MATERIAL PROVIDED Block Start

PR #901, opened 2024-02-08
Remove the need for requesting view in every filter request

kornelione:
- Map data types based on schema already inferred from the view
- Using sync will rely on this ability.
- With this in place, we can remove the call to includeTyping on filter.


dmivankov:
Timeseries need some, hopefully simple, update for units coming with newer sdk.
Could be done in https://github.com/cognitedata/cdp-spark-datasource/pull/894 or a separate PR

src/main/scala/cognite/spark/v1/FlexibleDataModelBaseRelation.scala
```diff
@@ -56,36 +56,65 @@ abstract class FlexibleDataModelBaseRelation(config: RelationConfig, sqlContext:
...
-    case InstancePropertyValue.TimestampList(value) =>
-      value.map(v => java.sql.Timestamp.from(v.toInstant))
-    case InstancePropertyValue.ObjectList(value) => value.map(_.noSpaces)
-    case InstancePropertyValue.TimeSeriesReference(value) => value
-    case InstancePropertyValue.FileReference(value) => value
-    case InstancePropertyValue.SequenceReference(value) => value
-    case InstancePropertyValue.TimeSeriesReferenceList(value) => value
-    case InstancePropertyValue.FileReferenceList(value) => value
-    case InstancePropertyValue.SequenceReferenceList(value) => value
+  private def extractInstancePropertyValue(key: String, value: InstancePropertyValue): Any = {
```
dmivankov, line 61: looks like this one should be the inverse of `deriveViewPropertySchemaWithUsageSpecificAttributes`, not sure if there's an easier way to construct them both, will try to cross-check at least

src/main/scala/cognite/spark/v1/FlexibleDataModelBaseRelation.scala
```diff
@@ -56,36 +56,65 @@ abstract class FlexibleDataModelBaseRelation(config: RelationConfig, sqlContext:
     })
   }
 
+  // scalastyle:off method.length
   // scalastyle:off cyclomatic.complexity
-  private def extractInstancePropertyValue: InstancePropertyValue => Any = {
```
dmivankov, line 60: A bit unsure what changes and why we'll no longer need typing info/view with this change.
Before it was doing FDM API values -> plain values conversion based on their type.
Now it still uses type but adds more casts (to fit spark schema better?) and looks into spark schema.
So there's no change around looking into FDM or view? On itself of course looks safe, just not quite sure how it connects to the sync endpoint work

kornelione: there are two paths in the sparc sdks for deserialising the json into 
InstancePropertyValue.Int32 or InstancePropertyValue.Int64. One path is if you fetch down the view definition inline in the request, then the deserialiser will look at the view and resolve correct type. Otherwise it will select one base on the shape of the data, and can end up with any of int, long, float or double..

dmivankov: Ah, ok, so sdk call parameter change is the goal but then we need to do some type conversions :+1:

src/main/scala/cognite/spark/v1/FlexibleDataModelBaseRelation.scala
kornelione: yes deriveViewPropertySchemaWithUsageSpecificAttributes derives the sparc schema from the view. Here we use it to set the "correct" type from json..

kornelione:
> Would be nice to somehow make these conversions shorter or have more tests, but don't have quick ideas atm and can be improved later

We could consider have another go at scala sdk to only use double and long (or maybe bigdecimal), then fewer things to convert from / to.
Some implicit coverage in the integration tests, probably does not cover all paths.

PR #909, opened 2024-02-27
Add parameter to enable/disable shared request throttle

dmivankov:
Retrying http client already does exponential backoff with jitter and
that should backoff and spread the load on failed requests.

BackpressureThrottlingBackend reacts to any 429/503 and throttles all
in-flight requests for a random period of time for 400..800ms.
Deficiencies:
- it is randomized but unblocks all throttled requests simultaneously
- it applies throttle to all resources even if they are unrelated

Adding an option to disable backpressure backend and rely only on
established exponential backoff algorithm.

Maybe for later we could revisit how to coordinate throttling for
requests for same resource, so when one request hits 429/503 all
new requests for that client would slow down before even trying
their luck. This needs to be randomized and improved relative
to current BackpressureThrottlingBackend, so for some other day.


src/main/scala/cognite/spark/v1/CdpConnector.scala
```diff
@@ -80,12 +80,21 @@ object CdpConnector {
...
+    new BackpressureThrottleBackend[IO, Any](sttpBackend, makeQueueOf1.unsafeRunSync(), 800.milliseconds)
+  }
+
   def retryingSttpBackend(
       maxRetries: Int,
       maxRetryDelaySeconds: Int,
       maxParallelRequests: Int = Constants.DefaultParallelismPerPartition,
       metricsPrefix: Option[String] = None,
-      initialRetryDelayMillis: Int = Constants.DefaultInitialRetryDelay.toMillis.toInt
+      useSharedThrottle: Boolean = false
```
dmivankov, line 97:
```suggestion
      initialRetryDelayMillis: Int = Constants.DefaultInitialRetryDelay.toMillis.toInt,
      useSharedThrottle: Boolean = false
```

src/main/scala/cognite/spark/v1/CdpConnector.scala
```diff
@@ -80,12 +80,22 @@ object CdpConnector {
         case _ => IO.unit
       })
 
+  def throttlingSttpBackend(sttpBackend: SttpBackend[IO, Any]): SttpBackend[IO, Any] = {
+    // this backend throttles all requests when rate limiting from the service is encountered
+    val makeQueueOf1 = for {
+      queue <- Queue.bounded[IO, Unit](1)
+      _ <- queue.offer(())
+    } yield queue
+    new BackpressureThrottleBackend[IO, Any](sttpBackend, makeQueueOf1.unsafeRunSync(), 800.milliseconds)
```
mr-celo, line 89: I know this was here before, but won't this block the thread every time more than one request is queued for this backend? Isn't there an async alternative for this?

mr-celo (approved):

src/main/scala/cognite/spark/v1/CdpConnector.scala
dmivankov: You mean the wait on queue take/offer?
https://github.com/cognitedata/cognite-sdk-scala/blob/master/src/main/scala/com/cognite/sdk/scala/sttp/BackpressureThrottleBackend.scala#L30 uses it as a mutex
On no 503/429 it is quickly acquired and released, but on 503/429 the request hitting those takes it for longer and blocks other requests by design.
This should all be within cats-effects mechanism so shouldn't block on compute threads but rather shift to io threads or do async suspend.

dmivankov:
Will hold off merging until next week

MATERIAL PROVIDED Block End

**TASK TO CARRY OUT:** Each line of the records should be transcribed without change.

**RESULT OF THE TASK:**
PR #901, opened 2024-02-08
Remove the need for requesting view in every filter request

kornelione:
- Map data types based on schema already inferred from the view
- Using sync will rely on this ability.
- With this in place, we can remove the call to includeTyping on filter.


dmivankov:
Timeseries need some, hopefully simple, update for units coming with newer sdk.
Could be done in https://github.com/cognitedata/cdp-spark-datasource/pull/894 or a separate PR

src/main/scala/cognite/spark/v1/FlexibleDataModelBaseRelation.scala
```diff
@@ -56,36 +56,65 @@ abstract class FlexibleDataModelBaseRelation(config: RelationConfig, sqlContext:
...
-    case InstancePropertyValue.TimestampList(value) =>
-      value.map(v => java.sql.Timestamp.from(v.toInstant))
-    case InstancePropertyValue.ObjectList(value) => value.map(_.noSpaces)
-    case InstancePropertyValue.TimeSeriesReference(value) => value
-    case InstancePropertyValue.FileReference(value) => value
-    case InstancePropertyValue.SequenceReference(value) => value
-    case InstancePropertyValue.TimeSeriesReferenceList(value) => value
-    case InstancePropertyValue.FileReferenceList(value) => value
-    case InstancePropertyValue.SequenceReferenceList(value) => value
+  private def extractInstancePropertyValue(key: String, value: InstancePropertyValue): Any = {
```
dmivankov, line 61: looks like this one should be the inverse of `deriveViewPropertySchemaWithUsageSpecificAttributes`, not sure if there's an easier way to construct them both, will try to cross-check at least

src/main/scala/cognite/spark/v1/FlexibleDataModelBaseRelation.scala
```diff
@@ -56,36 +56,65 @@ abstract class FlexibleDataModelBaseRelation(config: RelationConfig, sqlContext:
     })
   }
 
+  // scalastyle:off method.length
   // scalastyle:off cyclomatic.complexity
-  private def extractInstancePropertyValue: InstancePropertyValue => Any = {
```
dmivankov, line 60: A bit unsure what changes and why we'll no longer need typing info/view with this change.
Before it was doing FDM API values -> plain values conversion based on their type.
Now it still uses type but adds more casts (to fit spark schema better?) and looks into spark schema.
So there's no change around looking into FDM or view? On itself of course looks safe, just not quite sure how it connects to the sync endpoint work

kornelione: there are two paths in the sparc sdks for deserialising the json into 
InstancePropertyValue.Int32 or InstancePropertyValue.Int64. One path is if you fetch down the view definition inline in the request, then the deserialiser will look at the view and resolve correct type. Otherwise it will select one base on the shape of the data, and can end up with any of int, long, float or double..

dmivankov: Ah, ok, so sdk call parameter change is the goal but then we need to do some type conversions :+1:

src/main/scala/cognite/spark/v1/FlexibleDataModelBaseRelation.scala
kornelione: yes deriveViewPropertySchemaWithUsageSpecificAttributes derives the sparc schema from the view. Here we use it to set the "correct" type from json..

kornelione:
> Would be nice to somehow make these conversions shorter or have more tests, but don't have quick ideas atm and can be improved later

We could consider have another go at scala sdk to only use double and long (or maybe bigdecimal), then fewer things to convert from / to.
Some implicit coverage in the integration tests, probably does not cover all paths.

PR #909, opened 2024-02-27
Add parameter to enable/disable shared request throttle

dmivankov:
Retrying http client already does exponential backoff with jitter and
that should backoff and spread the load on failed requests.

BackpressureThrottlingBackend reacts to any 429/503 and throttles all
in-flight requests for a random period of time for 400..800ms.
Deficiencies:
- it is randomized but unblocks all throttled requests simultaneously
- it applies throttle to all resources even if they are unrelated

Adding an option to disable backpressure backend and rely only on
established exponential backoff algorithm.

Maybe for later we could revisit how to coordinate throttling for
requests for same resource, so when one request hits 429/503 all
new requests for that client would slow down before even trying
their luck. This needs to be randomized and improved relative
to current BackpressureThrottlingBackend, so for some other day.


src/main/scala/cognite/spark/v1/CdpConnector.scala
```diff
@@ -80,12 +80,21 @@ object CdpConnector {
...
+    new BackpressureThrottleBackend[IO, Any](sttpBackend, makeQueueOf1.unsafeRunSync(), 800.milliseconds)
+  }
+
   def retryingSttpBackend(
       maxRetries: Int,
       maxRetryDelaySeconds: Int,
       maxParallelRequests: Int = Constants.DefaultParallelismPerPartition,
       metricsPrefix: Option[String] = None,
-      initialRetryDelayMillis: Int = Constants.DefaultInitialRetryDelay.toMillis.toInt
+      useSharedThrottle: Boolean = false
```
dmivankov, line 97:
```suggestion
      initialRetryDelayMillis: Int = Constants.DefaultInitialRetryDelay.toMillis.toInt,
      useSharedThrottle: Boolean = false
```

src/main/scala/cognite/spark/v1/CdpConnector.scala
```diff
@@ -80,12 +80,22 @@ object CdpConnector {
         case _ => IO.unit
       })
 
+  def throttlingSttpBackend(sttpBackend: SttpBackend[IO, Any]): SttpBackend[IO, Any] = {
+    // this backend throttles all requests when rate limiting from the service is encountered
+    val makeQueueOf1 = for {
+      queue <- Queue.bounded[IO, Unit](1)
+      _ <- queue.offer(())
+    } yield queue
+    new BackpressureThrottleBackend[IO, Any](sttpBackend, makeQueueOf1.unsafeRunSync(), 800.milliseconds)
```
mr-celo, line 89: I know this was here before, but won't this block the thread every time more than one request is queued for this backend? Isn't there an async alternative for this?

mr-celo (approved):

src/main/scala/cognite/spark/v1/CdpConnector.scala
dmivankov: You mean the wait on queue take/offer?
https://github.com/cognitedata/cognite-sdk-scala/blob/master/src/main/scala/com/cognite/sdk/scala/sttp/BackpressureThrottleBackend.scala#L30 uses it as a mutex
On no 503/429 it is quickly acquired and released, but on 503/429 the request hitting those takes it for longer and blocks other requests by design.
This should all be within cats-effects mechanism so shouldn't block on compute threads but rather shift to io threads or do async suspend.

dmivankov:
Will hold off merging until next week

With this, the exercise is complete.